=== Begin Enclosure ===

PR #11237, opened 2025-10-15
feat: add `Changeset.isEmpty`

jedevc:
Adds a shorthand `Changeset.empty` which can now be used to check if the Changeset has any patches to apply.

TODO:
- [x] Tests
- [x] Implementation should check the patch (the paths have false positives because of overlay semantics)


jedevc:
Based on discussion with @vito, we switched `empty` to `isEmpty`, which seems to be more of a graphql "standard" in the ecosystem.

PR #11458, opened 2025-11-20
engine: fix nested execs created by modules to not be module clients

sipsma:
There was some vestigial looking code when creating execs that resulted in nested execs created by modules to be marked as being clients for that module. This is subtly incorrect since they are not actually module clients (i.e. clients for function calls of the module), they are just execs created by the module.

This broke some cases of trying to load further modules from these nested execs because filesync tries to find the "non-module parent client", and would thus skip over the nested exec client up to the main caller.

---

reported by a user here: https://discord.com/channels/707636530424053791/1440182254126108763/1440182254126108763

### DIFF
--- a/engine/server/session.go
+++ b/engine/server/session.go
@@ -1348,6 +1348,24 @@ func (srv *Server) CurrentModule(ctx context.Context) (*core.Module, error) {
 	return nil, core.ErrNoCurrentModule
 }
 
+// If the current client is a module client or a client created by a module function, returns that module.
+func (srv *Server) ModuleParent(ctx context.Context) (*core.Module, error) {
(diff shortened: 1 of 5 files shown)


engine/server/session.go
```diff
@@ -1348,6 +1348,24 @@ func (srv *Server) CurrentModule(ctx context.Context) (*core.Module, error) {
...
+	}
+	if client.mod != nil {
+		return client.mod, nil
+	}
+	for i := len(client.parents) - 1; i >= 0; i-- {
+		parent := client.parents[i]
+		if parent.mod != nil {
+			return parent.mod, nil
+		}
+	}
```
vito, line 1365: neat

=== End Enclosure ===

All the lines above are to be copied exactly, with none left out.

PR #11237, opened 2025-10-15
feat: add `Changeset.isEmpty`

jedevc:
Adds a shorthand `Changeset.empty` which can now be used to check if the Changeset has any patches to apply.

TODO:
- [x] Tests
- [x] Implementation should check the patch (the paths have false positives because of overlay semantics)


jedevc:
Based on discussion with @vito, we switched `empty` to `isEmpty`, which seems to be more of a graphql "standard" in the ecosystem.

PR #11458, opened 2025-11-20
engine: fix nested execs created by modules to not be module clients

sipsma:
There was some vestigial looking code when creating execs that resulted in nested execs created by modules to be marked as being clients for that module. This is subtly incorrect since they are not actually module clients (i.e. clients for function calls of the module), they are just execs created by the module.

This broke some cases of trying to load further modules from these nested execs because filesync tries to find the "non-module parent client", and would thus skip over the nested exec client up to the main caller.

---

reported by a user here: https://discord.com/channels/707636530424053791/1440182254126108763/1440182254126108763

### DIFF
--- a/engine/server/session.go
+++ b/engine/server/session.go
@@ -1348,6 +1348,24 @@ func (srv *Server) CurrentModule(ctx context.Context) (*core.Module, error) {
 	return nil, core.ErrNoCurrentModule
 }
 
+// If the current client is a module client or a client created by a module function, returns that module.
+func (srv *Server) ModuleParent(ctx context.Context) (*core.Module, error) {
(diff shortened: 1 of 5 files shown)


engine/server/session.go
```diff
@@ -1348,6 +1348,24 @@ func (srv *Server) CurrentModule(ctx context.Context) (*core.Module, error) {
...
+	}
+	if client.mod != nil {
+		return client.mod, nil
+	}
+	for i := len(client.parents) - 1; i >= 0; i-- {
+		parent := client.parents[i]
+		if parent.mod != nil {
+			return parent.mod, nil
+		}
+	}
```
vito, line 1365: neat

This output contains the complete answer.